*** Data under study Section Begins ***
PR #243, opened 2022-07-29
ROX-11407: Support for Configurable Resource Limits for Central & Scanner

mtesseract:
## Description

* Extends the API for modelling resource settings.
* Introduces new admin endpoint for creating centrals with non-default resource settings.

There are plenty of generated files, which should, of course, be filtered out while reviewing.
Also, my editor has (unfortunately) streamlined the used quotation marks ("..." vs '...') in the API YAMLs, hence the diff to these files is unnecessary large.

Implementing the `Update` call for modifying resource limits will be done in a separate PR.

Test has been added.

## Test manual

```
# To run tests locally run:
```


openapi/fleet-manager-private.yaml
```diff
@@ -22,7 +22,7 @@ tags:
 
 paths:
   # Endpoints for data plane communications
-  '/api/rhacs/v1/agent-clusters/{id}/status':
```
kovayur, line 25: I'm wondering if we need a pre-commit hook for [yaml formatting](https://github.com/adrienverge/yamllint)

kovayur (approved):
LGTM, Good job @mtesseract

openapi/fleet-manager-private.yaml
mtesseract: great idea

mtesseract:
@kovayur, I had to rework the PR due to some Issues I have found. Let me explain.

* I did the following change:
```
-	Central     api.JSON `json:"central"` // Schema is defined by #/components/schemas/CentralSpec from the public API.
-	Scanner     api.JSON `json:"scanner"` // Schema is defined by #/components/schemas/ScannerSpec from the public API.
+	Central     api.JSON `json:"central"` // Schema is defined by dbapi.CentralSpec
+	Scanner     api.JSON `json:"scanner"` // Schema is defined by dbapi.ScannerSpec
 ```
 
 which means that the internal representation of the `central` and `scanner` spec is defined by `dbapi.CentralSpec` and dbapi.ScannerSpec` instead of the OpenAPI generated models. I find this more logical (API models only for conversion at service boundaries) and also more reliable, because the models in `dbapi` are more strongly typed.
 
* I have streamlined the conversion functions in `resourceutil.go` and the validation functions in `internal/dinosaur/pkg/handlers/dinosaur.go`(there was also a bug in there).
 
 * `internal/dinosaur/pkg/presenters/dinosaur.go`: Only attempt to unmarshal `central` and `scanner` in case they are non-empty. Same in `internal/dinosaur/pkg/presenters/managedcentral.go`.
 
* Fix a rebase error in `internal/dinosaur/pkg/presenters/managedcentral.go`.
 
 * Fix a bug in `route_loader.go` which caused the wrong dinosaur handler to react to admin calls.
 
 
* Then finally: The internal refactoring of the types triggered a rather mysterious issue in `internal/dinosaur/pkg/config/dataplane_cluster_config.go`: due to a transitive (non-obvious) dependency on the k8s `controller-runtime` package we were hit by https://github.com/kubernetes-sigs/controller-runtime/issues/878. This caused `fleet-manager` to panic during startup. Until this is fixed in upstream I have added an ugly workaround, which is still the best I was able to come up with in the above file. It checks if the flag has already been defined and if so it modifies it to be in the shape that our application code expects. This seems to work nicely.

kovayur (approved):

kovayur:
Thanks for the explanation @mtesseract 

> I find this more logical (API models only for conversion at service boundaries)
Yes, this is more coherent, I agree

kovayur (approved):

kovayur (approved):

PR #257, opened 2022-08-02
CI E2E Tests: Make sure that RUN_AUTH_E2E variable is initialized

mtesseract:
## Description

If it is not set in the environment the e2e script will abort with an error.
*** Data under study Section Ends ***
Nothing but the lines from the one that contains "CI E2E Tests: Make" through the end of the data above should appear, each reproduced exactly.

# Finished task:
CI E2E Tests: Make sure that RUN_AUTH_E2E variable is initialized

mtesseract:
## Description

If it is not set in the environment the e2e script will abort with an error.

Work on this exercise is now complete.